Такова была смерть. А затем началась другая жизнь — бессмертие.

1980

II

Заметки, неоконченные, которые я решила опубликовать, сделаны в конце 1922 или в начале 1923–го.

Кроме некоторых сокращений, в них не изменено ничего. И в них нет расхождений с тем, что мною написано шестьдесят лет спустя.

Я не хочу даже исправлять неточности, которые есть в тексте.

И если через шестьдесят лет у меня возникло ощущение, что трамвай от Нарвских ворот шел в Стрельну пустой, это не противоречит тому, что он иногда бывал полным.

И если я говорю, что Мария Андреевна Бекетова была старшей сестрой Александры Андреевны (хотя на деле она была младше ее на год), то в этой неточности тоже заключена правда.

«Тетя Маня» всегда была старшей для «Аси», с детства, с юности, «сестру резоня и уча», она опекала ее именно как старшая.

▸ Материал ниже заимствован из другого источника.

PR #23032, opened 2021-11-25
UI minor changes to make it translation friendly

eFiniLan:
* SshControl - add a button state instead of text() to check it's status, so we can safely translate "ADD", "REMOVE", "LOADING"
* having "ALERT" and "ALERTS" as 2 string instead of appending "S".

### DIFF
--- a/selfdrive/ui/qt/widgets/ssh_keys.cc
+++ b/selfdrive/ui/qt/widgets/ssh_keys.cc
@@ -46,13 +46,13 @@ void SshControl::getUserKeys(const QString &username) {
       params.put("GithubUsername", username.toStdString());
       params.put("GithubSshKeys", resp.toStdString());
     } else {
-      ConfirmationDialog::alert("Username '" + username + "' has no keys on GitHub", this);
+      ConfirmationDialog::alert(QString("Username '%1' has no keys on GitHub").arg(username), this);
     }
     refresh();
     request->deleteLater();
   });
   QObject::connect(request, &HttpRequest::failedResponse, [=] {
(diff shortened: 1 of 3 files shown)


selfdrive/ui/qt/widgets/ssh_keys.cc
```diff
@@ -4,16 +4,20 @@
 #include "selfdrive/ui/qt/api.h"
 #include "selfdrive/ui/qt/widgets/input.h"
 
+const int BTN_STATE_REMOVE = 0;
```
adeebshihadeh, line 7: make this an enum

eFiniLan: updated! thanks!

selfdrive/ui/qt/widgets/ssh_keys.cc
```diff
@@ -10,10 +10,10 @@ SshControl::SshControl() : ButtonControl("SSH Keys", "", "Warning: This grants S
   hlayout->insertWidget(1, &username_label);
 
   QObject::connect(this, &ButtonControl::clicked, [=]() {
-    if (text() == "ADD") {
```
deanlee, line 13: why not use `if (text() == tr("ADD"))` ?  doesn't it work?

eFiniLan: Hi @deanlee,
ahh.. sorry my fault, I tested it back in 0.8.7/0.8.8 and it wasn't working, I must have forgot to translate one of the other strings, I will reverse the changes to ssh_keys :)

PR #23033, opened 2021-11-25
boardd: new function sync_time

deanlee:
two-way sync time in function sync_time

### DIFF
--- a/selfdrive/boardd/boardd.cc
+++ b/selfdrive/boardd/boardd.cc
@@ -78,7 +78,7 @@ bool check_all_connected(const std::vector<Panda *> &pandas) {
   return true;
 }
 
-enum SYNC_TIME_DIR { SYNC_TO_PANDA, SYNC_FROM_PANDA };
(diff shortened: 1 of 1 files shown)


pd0wm:
I like to prevent changes to the system time as much as possible, so like to do this only once on connect. Can you add `direction` argument to the sync time function to specify which direction we want to sync?

selfdrive/boardd/boardd.cc
```diff
@@ -78,6 +78,35 @@ bool check_all_connected(const std::vector<Panda *> &pandas) {
   return true;
 }
 
+enum SYNC_TIME_DIR { SYNC_TO_PANDA, SYNC_FROM_PANDA };
```
pd0wm, line 81:
```suggestion
enum SyncTimeDir { SYNC_TO_PANDA, SYNC_FROM_PANDA };
```

pd0wm:
The actual values should still be all caps.

pd0wm:
why the lambda? Just make the function static.

PR #23037, opened 2021-11-25
Python minor style improvement

ghost:


adeebshihadeh:
This is actually faster, not just a style improvement, since you're creating a generator instead of a list comprehension.

PR #23039, opened 2021-11-26
refactor httprequest: emit single signals

deanlee:


pd0wm:
Not sure one is better than the other. Any specific reason for making this change?

deanlee:
HttpRequest has four signals after request finished. I think this is obviously too much. we only need to know whether it succeeded or failed.  it seems that one signal is enough

PR #24411, opened 2022-05-03
controlsState: log desired curvature and curvature rate

sshane:
we don't log this anywhere and would need to calculate it offline with `get_lag_adjusted_curvature`

### DIFF
--- a/selfdrive/controls/controlsd.py
+++ b/selfdrive/controls/controlsd.py
@@ -562,6 +562,8 @@ class Controls:
     if not CC.longActive:
       self.LoC.reset(v_pid=CS.vEgo)
 
+    controlsState = log.ControlsState.new_message()
+
     if not self.joystick_mode:
       # accel PID loop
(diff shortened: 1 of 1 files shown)


selfdrive/controls/controlsd.py
```diff
@@ -576,8 +576,10 @@ def state_control(self, CS):
       actuators.steer, actuators.steeringAngleDeg, lac_log = self.LaC.update(CC.latActive, CS, self.VM, params,
                                                                              self.last_actuators, desired_curvature,
                                                                              desired_curvature_rate, self.sm['liveLocationKalman'])
+      controlsState = log.ControlsState.new_message(desiredCurvature=desired_curvature, desiredCurvatureRate=desired_curvature_rate)
```
sshane, line 579: is this convention okay? I notice we hardly use it (if at all). we can also do `log.ControlsState(desiredCurvature=...)`

PR #24420, opened 2022-05-04
test for comparing debayer results to ref commit

jwooning:


selfdrive/test/process_replay/test_debayer.py
```diff
@@ -0,0 +1,158 @@
...
+from selfdrive.hardware import PC, TICI
+from selfdrive.test.openpilotci import BASE_URL, get_url
+from selfdrive.version import get_commit
+from tools.lib.logreader import LogReader
+from tools.lib.filereader import FileReader
+
+if TICI:
+  os.environ["PYOPENCL_CTX"] = "0"
+
+try:
```
pd0wm, line 18: Maybe put this in a different script we can call from the Jenkinsfile before running the test. Don't like running this on import time.

jwooning:
It seems that the current debayering isn't consistent. The results 1 pixel away from the edge differ for every run by a small amount, not yet sure why.

PR #24422, opened 2022-05-04
fix model.cc for x86 replay and webcam

zorrobyte:
`Hardware::TICI() && Params().getBool("EnableWideCamera");` is used elsewhere in the codebase, removing such breaks x86/webcam, replay (debug/uiview.py), which also breaks comma CTF challenge.

The sign for `bool use_extra_client` was incorrect as well. `selfdrive/modeld/modeld.cc: vipc_client_extra no frame` is spammed with `!main_wide_camera` bool and the lane line/path is not drawn

Updated PR cc @pd0wm 

Now working as expected with this PR
image
image

### DIFF
--- a/selfdrive/modeld/modeld.cc
+++ b/selfdrive/modeld/modeld.cc
@@ -171,8 +171,8 @@ int main(int argc, char **argv) {
     assert(ret == 0);
   }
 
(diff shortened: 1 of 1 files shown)


pd0wm:
The bool is not wrong. You should update the webcam code to broadcast on the wide frame VIPC socket, not the narrow one.

PR #24424, opened 2022-05-04
warning instead assert

lukaspetersson:
defaultdict bug

print warning instead of  asserting

### DIFF
--- a/tools/latencylogger/latency_logger.py
+++ b/tools/latencylogger/latency_logger.py
@@ -140,7 +140,7 @@ def insert_cloudlogs(lr, timestamps, start_times, end_times):
           else:
             failed_inserts += 1
   if latest_controls_frameid == 0:
-    print("Warning, no timestamp in controlsd")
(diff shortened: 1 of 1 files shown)


tools/latencylogger/latency_logger.py
```diff
@@ -138,8 +139,10 @@ def insert_cloudlogs(lr, timestamps, start_times, end_times):
             timestamps[frame_id][service].append((event, time))
           else:
             failed_inserts += 1
-  assert latest_controls_frameid > 0, "No timestamp in controlsd"
-  assert failed_inserts < len(timestamps), "Too many failed cloudlog inserts"
+  if latest_controls_frameid == 0:
+    print("Warning, no timestamp in controlsd")
+  elif failed_inserts > len(timestamps):
+    print("Warning, many cloudlog inserts failed", failed_inserts)
```
adeebshihadeh, line 145: make these more descriptive. these errors have to do with the implementation details. what should the user actually know and do?

PR #24426, opened 2022-05-04
Add azure-storage-blob to dev packages

sshane:
Source code is this folder: https://github.com/Azure/azure-sdk-for-python/tree/main/sdk/storage/azure-storage-blob/azure/storage/blob

Built azure-storage-blob distribution is ~85 kB

azure-common is ~15 kB build

azure-storage-common is ~50 kB built

### DIFF
--- a/Pipfile
+++ b/Pipfile
@@ -4,7 +4,7 @@ url = "https://pypi.org/simple"
 verify_ssl = true
 
 [dev-packages]
-azure-storage-blob = "==2.1.0"
+azure-storage-blob = "~=2.1"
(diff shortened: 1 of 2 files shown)


Pipfile
```diff
@@ -4,6 +4,7 @@ url = "https://pypi.org/simple"
 verify_ssl = true
 
 [dev-packages]
+azure-storage-blob = "==2.1.0"
```
sshane, line 7: Last version where `BlockBlobService` exists, new version is `BlobServiceClient`

PR #24431, opened 2022-05-05
Toyota: add missing FW versions for 2022 Lexus ES 300h

brandon-zimmerman:
Adding 2022 Lexus ES 300h fingerprint


pd0wm:
What is your dongle ID?

brandon-zimmerman:
My dongle id is eebb9787e66670b1.

PR #24414, opened 2022-05-04
process replay: automatically push refs on fail

sshane:
Idea: if a process replay job fails, and the diff is expected, just copy the printed commit to ref_commit and push! 

Todo:
- [x] ~Add azure-cli to docker~ - only used for token generation, can skip this
- [x] Add azure to python env
- [x] Clean up
- [x] Upload!

Quirks (features?):
- Instead of using the pull request HEAD commit, `actions/checkout` merges the PR into the base branch, so the ref_commit that is used is something you don't know until process_replay finishes, meaning you can't: push a commit that has a diff and then immediately push another commit with the previous commit's hash to update refs

PR #24432, opened 2022-05-05
URLFile: raise exception if remote URL doesn't exist when using cache

sshane:
Right now the behavior is assymetrical when you try to use `URLFile` on a link that doesn't exist when you turn on and off `FILEREADER_CACHE`.

Reproduce with:
```python
import os
from tools.lib.url_file import URLFile
os.environ["FILEREADER_CACHE"] = "1"
url_f = URLFile("https://commadataci.blob.core.windows.net/can_be_anything")
print(url_f.read())
```

No cache:
```python
Exception: Error 400 ['Connection: keep-alive'] (https://commadataci.blob.core.windows.net/can_be_anything): b'\xef\xbb\xbf<?xml version="1.0" encoding="utf-8"?><Error><Code>OutOfRangeInput</Code><Message>One of the request inputs is out of range.\nRequestId:08bb607c-601e-015c-402f-60318c000000\nTime:2022-05-05T03:25:38.9140945Z</Message></Error>'
```

With cache:

```python
b''
```

### DIFF
--- a/tools/lib/url_file.py
+++ b/tools/lib/url_file.py
@@ -121,7 +121,7 @@ class URLFile:
         end = self.get_length() - 1
       else:
         end = min(self._pos + ll, self.get_length()) - 1
-      assert end > 0, "No data from {}".format(self._url)
+      assert end > 0, f"Remote file is empty or doesn't exist: {self._url}"
       if self._pos >= end:
         return b""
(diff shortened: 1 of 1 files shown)


sshane:
This is to fix a problem with https://github.com/commaai/openpilot/pull/24414, so if this would break other things that expect an empty response, I can just handle it there and close this

PR #24435, opened 2022-05-05
adding support for macos x64 acados

LoganxDev:
**Description**
macOS with i386 cpu couldn't build acados as it was looking for the Darwin files which is arm arch. Made new check for i386 cpu to use x64 directory.

**Verification** 
Built on macos with intel cpu

### DIFF
--- a/SConstruct
+++ b/SConstruct
@@ -61,14 +61,22 @@ if arch == "aarch64" and TICI:
 
 USE_WEBCAM = os.getenv("USE_WEBCAM") is not None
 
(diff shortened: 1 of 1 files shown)


LoganxDev:
Still not building okay.

LoganxDev:
Need the lib folder.

pd0wm:
Closing due to inactivity. Feel free to open a new PR. Preferably we add a build script to build universal binaries for both M1 x64. Currently only M1 is supported.

PR #24437, opened 2022-05-05
debayering: fix uninitialized local memory at both local workgroup edge and image edge

jwooning:


jwooning:
Because the pixels at the outer edges of the image do a early return, they don't fill in the pixels at the local edges of the image. Resulting in the kernel program reading from uninitialized data at the edges of the local workgroup next to where the outer edge of the image is. This results in some small random artifacts in the image.

wrong_debayer

PR #24440, opened 2022-05-05
camerad: 20 bit - 2 exposure HDR

pd0wm:
Start doing HDR without any changes to timing

More minimal follow up of https://github.com/commaai/openpilot/pull/23887


selfdrive/camerad/cameras/real_debayer.cl
```diff
@@ -10,66 +10,66 @@ const __constant half3 color_correction_0 = (half3)(1.82717181, -0.31231438, 0.0
...
   int offset = gx % 2;
-  uint major = (uint)source[start + offset] << 4;
-  uint minor = (source[start + 2] >> (4 * offset)) & 0xf;
-  half pv = (half)((major + minor)/4);
-
-  // normalize
-  pv = max((half)0.0, pv - black_level);
-  pv /= (1024.0f - black_level);
-
-  // correct vignetting
```
pd0wm, line 54: Add back once there is a fast implementation

geohot:
Why is
```
{0x3362, 0x0000}, // DC GAIN
```
still in here?

It's disabling "high conversion gain" for the T1 exposure, which we should have.

selfdrive/camerad/cameras/sensor2_i2c.h
```diff
@@ -110,8 +110,8 @@ struct i2c_random_wr_payload init_array_ar0231[] = {
   {0x31E0, 0x0003},
 
   // HDR Settings
-  {0x3082, 0x0004}, // OPERATION_MODE_CTRL
-  {0x3238, 0x0444}, // EXPOSURE_RATIO
+  {0x3082, 0x0004}, // OPERATION_MODE_CTRL (A) (enable HDR + 2 exposures)
+  {0x3238, 0x0004}, // EXPOSURE_RATIO
```
geohot, line 114: Add comment that this is 16:1 exposure ratio?

geohot:
Overall I like that we are keeping this simple. It'll easily translate to OS04C10 when it's time (2 exposures streamed out where you can set the gain and time of each).

selfdrive/camerad/cameras/sensor2_i2c.h
pd0wm: For now it's just this. Once our tone mapping is good enough to actually use all this dynamic range I'll see if we want to add a gain ratio too.

haraschax:
Most focus is on OXs now which has internal HDR we use, making this PR irrelevant for now.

Это знал Блок, сделавший ее старшей в поэме «Возмездие».

Я не буду здесь комментировать и объяснять все то, что стояло для Блока за образом «золотого луча» и «золотого меча», — обо всем этом я подробно говорю в той части книги, которая посвящена «социальной трагедии» «Кольцо Нибелунгов», теме подвига и героя.

И я думаю, что читатель сам поймет, что, говоря про «обмеление души» в периоды «пьянств, бреда и общественности», Блок имел в виду «общественность» религиознофилософских собраний и других видов интеллигентского празднословия. Конечно, «и пена есть выражение сущности», и все же заменить или подменить сущность она никак не может. И именно об этом говорил в своих горьких и порой «неприличных» статьях 1907–1909 годов Александр Блок. Пример? «Закидываю удочку в омут, в котором барахтаются арцыбашевцы, андреевцы, скорпионы, и зацепляюсь за что‑то цепкое. При ближайшем рассмотрении оно оказывается большим пластом тины, в котором барахтаются два маленьких черта, оживленно плюются, фыркают, радуются, дают друг другу звонкие плюхи и пищат тоненькими голосами. Не особенно обильный улов, но все свое внимание я сосредоточиваю на нем, потому что он носит громкое название «дифференциация в новом искусстве».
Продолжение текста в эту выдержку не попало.